(Stored items)
=== Begin Enclosure ===

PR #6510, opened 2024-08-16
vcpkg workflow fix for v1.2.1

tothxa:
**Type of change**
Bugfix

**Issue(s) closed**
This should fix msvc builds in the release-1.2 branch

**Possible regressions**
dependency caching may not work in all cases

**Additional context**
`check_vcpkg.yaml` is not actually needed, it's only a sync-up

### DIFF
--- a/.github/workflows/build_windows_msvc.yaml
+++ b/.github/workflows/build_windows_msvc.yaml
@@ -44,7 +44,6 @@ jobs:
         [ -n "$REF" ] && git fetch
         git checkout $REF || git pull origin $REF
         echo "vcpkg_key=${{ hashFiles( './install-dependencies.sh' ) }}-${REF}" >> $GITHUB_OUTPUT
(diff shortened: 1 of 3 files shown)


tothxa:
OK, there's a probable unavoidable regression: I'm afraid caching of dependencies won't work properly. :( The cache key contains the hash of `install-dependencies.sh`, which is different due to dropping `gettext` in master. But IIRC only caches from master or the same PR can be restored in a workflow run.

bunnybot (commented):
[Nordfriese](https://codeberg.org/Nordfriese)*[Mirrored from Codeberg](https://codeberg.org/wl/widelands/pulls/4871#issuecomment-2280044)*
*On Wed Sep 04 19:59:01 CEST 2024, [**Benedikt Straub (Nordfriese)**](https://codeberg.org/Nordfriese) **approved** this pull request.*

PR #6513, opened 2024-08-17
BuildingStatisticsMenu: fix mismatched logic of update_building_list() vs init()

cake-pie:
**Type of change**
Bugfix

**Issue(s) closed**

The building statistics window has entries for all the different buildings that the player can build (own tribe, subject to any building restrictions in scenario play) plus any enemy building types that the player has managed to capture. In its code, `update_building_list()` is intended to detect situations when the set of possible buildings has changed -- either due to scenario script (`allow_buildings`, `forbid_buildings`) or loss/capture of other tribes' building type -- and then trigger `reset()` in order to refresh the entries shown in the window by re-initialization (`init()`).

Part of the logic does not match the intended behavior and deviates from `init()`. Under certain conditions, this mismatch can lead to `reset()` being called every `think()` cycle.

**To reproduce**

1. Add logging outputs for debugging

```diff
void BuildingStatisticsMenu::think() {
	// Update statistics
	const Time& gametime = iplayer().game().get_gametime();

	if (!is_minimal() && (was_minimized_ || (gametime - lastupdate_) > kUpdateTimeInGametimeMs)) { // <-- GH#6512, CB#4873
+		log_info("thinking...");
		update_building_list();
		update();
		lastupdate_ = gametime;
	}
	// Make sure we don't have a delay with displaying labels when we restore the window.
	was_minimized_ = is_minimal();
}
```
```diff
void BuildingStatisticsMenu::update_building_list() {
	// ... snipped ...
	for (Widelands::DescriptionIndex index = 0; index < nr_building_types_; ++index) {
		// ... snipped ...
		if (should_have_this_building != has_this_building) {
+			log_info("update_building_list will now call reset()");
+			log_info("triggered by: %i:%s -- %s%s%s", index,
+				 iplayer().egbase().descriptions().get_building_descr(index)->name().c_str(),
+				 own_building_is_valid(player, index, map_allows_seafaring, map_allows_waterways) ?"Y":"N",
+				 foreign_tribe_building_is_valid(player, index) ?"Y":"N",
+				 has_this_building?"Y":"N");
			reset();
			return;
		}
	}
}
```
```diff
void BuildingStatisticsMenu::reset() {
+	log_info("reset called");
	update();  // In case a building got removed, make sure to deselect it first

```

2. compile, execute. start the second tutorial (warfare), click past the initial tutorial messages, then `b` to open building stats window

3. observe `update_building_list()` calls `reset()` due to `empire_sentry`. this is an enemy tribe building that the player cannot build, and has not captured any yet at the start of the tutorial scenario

=== End Enclosure ===

● Brief: Show all lines from the data that contain "logic".

● Response to the task:
BuildingStatisticsMenu: fix mismatched logic of update_building_list() vs init()
Part of the logic does not match the intended behavior and deviates from `init()`. Under certain conditions, this mismatch can lead to `reset()` being called every `think()` cycle.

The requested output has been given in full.